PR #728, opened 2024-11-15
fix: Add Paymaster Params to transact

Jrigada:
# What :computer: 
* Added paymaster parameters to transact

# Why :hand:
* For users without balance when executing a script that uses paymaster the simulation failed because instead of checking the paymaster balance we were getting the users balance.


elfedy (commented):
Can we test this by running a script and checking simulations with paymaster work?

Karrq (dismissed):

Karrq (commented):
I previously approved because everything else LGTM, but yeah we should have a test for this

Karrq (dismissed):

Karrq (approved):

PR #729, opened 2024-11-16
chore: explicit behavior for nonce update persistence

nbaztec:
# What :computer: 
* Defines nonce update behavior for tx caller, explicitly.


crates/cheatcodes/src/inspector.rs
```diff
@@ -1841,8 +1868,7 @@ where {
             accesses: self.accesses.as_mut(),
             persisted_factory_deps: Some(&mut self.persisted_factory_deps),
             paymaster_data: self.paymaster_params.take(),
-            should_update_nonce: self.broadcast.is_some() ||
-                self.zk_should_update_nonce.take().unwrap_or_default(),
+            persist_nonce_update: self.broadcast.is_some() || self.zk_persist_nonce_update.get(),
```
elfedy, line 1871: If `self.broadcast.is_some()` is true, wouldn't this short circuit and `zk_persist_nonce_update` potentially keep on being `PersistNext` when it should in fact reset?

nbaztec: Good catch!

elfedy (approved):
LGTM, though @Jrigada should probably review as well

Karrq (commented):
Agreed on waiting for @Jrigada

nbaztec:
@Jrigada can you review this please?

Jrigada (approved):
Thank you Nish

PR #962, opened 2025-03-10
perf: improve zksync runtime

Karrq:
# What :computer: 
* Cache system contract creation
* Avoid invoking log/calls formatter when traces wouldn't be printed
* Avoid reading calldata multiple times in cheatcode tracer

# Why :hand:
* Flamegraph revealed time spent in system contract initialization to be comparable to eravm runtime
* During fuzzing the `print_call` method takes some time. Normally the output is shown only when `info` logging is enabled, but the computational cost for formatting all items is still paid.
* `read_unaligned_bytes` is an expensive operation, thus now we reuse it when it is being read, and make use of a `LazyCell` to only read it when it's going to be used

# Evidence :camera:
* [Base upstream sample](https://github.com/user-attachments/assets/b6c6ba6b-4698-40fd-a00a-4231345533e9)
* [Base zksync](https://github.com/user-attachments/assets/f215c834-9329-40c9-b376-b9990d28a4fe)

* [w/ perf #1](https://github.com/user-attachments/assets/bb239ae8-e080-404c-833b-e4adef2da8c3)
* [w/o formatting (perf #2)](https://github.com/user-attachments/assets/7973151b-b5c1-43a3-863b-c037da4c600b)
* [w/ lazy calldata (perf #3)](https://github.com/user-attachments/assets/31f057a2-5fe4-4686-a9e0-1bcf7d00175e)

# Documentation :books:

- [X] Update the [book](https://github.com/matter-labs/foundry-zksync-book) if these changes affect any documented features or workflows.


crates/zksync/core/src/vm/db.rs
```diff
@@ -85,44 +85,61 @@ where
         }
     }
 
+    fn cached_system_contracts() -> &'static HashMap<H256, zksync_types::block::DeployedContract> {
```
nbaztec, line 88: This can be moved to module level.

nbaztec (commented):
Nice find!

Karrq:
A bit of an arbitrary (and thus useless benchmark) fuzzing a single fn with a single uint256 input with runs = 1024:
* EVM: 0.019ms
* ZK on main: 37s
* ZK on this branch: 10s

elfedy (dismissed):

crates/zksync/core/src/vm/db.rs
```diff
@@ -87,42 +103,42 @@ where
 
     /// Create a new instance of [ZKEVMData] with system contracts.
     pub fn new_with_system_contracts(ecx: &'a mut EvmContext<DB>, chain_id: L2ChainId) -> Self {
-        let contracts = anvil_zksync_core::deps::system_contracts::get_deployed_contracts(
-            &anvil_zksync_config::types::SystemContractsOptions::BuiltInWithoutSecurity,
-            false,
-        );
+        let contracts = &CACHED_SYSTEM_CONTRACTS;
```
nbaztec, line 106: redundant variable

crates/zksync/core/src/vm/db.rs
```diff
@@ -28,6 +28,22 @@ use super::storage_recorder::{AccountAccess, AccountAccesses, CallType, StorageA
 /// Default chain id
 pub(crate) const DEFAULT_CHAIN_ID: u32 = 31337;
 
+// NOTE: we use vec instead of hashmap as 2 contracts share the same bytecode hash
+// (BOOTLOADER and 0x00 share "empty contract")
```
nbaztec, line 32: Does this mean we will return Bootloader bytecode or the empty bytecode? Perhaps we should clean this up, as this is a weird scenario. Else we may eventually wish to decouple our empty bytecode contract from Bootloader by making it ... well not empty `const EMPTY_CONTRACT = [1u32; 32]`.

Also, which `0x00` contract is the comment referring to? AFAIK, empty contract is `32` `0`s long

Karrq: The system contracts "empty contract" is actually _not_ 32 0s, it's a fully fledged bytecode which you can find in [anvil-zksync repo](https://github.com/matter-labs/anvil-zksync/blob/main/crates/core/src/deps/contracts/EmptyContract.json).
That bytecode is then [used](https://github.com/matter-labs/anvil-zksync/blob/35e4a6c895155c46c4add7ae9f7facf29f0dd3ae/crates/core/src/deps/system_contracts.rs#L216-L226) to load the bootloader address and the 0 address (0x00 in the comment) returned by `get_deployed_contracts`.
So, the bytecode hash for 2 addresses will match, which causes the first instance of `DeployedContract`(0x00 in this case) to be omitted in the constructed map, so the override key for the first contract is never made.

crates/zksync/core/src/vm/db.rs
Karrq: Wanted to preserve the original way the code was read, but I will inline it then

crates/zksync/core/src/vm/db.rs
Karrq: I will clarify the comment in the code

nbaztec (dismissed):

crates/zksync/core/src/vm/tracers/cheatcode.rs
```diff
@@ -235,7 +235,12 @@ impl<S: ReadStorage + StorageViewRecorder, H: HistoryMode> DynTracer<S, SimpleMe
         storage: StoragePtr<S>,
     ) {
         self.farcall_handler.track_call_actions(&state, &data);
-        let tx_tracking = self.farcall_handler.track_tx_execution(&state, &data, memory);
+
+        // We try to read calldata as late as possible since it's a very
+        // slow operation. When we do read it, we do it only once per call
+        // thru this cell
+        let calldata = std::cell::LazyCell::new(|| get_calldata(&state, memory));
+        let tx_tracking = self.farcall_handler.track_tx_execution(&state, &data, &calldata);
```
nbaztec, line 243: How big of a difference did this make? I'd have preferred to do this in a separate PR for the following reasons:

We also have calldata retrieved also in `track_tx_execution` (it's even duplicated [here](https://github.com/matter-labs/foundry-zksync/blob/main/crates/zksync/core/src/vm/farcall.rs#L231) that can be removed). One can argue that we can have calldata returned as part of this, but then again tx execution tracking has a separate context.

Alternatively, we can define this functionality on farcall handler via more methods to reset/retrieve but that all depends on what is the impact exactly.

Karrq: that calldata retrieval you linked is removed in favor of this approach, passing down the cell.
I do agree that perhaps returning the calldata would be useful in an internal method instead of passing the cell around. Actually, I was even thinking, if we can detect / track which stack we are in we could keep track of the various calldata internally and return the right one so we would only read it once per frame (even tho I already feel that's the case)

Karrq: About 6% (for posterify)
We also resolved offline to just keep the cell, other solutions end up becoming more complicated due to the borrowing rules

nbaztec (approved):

--

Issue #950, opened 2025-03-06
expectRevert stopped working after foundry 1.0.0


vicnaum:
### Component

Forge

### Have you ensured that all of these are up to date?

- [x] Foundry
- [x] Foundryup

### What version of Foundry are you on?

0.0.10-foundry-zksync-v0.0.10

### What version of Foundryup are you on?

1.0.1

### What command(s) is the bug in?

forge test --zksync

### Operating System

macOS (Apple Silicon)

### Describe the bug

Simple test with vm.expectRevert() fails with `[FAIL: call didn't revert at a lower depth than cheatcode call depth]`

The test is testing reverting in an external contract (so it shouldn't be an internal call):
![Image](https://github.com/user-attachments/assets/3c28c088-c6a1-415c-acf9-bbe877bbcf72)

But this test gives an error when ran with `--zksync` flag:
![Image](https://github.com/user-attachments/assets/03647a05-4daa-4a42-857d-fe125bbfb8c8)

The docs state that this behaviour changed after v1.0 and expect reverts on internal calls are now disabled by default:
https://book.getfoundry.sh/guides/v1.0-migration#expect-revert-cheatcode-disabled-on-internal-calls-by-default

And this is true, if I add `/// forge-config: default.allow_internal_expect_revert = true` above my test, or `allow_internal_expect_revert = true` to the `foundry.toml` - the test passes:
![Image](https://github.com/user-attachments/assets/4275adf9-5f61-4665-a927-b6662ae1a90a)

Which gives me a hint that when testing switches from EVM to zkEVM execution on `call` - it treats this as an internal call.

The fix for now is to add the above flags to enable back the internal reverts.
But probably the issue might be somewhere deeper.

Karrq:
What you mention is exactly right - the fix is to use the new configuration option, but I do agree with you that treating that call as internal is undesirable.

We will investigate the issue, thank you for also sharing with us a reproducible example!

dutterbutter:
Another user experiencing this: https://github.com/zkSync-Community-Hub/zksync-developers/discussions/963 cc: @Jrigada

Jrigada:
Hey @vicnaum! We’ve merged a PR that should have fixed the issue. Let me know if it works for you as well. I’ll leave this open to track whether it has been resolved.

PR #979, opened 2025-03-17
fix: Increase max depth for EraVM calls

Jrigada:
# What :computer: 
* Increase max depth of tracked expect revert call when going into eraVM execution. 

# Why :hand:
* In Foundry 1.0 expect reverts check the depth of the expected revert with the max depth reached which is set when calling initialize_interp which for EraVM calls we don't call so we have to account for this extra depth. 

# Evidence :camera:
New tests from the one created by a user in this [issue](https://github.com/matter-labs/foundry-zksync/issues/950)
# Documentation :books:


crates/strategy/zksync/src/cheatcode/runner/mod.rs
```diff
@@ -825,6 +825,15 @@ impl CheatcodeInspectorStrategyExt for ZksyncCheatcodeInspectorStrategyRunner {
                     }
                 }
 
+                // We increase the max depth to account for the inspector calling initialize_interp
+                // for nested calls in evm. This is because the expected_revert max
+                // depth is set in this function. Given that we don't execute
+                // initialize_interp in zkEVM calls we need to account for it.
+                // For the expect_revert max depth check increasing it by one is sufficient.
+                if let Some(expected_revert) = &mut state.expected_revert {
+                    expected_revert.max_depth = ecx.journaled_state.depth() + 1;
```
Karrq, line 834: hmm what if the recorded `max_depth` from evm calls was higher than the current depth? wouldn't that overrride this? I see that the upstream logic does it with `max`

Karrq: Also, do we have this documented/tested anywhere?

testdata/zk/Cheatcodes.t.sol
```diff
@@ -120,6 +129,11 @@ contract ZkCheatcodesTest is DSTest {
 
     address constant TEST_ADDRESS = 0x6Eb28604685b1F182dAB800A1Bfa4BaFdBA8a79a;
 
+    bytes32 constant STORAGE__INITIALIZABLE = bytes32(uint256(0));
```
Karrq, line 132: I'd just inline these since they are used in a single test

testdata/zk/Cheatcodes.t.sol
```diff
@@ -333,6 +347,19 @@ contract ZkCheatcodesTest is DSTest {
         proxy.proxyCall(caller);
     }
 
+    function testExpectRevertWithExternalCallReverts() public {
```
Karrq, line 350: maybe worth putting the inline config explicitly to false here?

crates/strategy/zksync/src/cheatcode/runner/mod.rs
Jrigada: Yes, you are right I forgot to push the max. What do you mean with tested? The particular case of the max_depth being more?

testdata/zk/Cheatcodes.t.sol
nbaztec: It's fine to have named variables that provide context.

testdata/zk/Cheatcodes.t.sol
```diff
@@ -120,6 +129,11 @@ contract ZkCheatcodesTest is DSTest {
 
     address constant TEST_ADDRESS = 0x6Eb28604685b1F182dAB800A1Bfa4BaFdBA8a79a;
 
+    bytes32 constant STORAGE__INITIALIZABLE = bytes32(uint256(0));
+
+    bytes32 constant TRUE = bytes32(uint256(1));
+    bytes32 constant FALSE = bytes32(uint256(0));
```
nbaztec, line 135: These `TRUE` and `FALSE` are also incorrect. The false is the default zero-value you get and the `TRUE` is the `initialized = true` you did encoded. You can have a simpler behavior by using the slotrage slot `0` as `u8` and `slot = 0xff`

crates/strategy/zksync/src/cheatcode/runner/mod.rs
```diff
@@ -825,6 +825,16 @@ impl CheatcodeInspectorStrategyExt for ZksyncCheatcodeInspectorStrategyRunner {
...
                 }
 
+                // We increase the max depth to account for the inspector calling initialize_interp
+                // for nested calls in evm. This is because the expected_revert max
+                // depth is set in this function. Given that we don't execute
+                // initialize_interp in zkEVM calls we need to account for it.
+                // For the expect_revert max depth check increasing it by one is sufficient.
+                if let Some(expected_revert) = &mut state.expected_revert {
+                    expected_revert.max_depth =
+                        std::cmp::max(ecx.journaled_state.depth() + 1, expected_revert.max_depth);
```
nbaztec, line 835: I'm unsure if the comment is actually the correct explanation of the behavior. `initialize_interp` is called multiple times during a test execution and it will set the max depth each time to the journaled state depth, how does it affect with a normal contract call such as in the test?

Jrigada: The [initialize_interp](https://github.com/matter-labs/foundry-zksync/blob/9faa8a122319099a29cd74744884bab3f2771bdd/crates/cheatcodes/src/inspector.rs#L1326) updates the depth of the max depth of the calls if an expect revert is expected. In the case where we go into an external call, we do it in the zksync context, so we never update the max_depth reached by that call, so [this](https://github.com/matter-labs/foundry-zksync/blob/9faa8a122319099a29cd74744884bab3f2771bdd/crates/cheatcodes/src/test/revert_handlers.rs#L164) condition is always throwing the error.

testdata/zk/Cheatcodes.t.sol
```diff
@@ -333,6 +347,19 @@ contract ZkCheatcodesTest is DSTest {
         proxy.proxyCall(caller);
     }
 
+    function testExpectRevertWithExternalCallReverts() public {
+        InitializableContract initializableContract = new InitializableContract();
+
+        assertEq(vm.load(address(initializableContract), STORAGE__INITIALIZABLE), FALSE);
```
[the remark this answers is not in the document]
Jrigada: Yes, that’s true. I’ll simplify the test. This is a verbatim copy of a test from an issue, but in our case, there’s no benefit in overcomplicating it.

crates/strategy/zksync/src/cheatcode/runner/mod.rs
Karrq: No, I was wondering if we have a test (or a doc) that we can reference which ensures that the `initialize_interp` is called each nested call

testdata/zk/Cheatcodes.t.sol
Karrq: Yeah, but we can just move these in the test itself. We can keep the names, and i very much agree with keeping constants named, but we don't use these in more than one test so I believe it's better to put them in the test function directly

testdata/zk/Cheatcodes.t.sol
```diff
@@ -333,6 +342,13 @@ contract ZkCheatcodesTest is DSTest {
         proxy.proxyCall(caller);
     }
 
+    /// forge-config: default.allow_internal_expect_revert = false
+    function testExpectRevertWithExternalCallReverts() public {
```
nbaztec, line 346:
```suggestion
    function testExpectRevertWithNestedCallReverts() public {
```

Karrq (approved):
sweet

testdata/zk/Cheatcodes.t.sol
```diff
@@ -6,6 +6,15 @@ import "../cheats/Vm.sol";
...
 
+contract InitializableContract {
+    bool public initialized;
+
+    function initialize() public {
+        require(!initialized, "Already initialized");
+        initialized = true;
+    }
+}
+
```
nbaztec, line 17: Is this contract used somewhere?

* _Exercise instructions_: Wherever a line above contains the string "operation", copy that line.

* _Answer space_:
* `read_unaligned_bytes` is an expensive operation, thus now we reuse it when it is being read, and make use of a `LazyCell` to only read it when it's going to be used
+        // slow operation. When we do read it, we do it only once per call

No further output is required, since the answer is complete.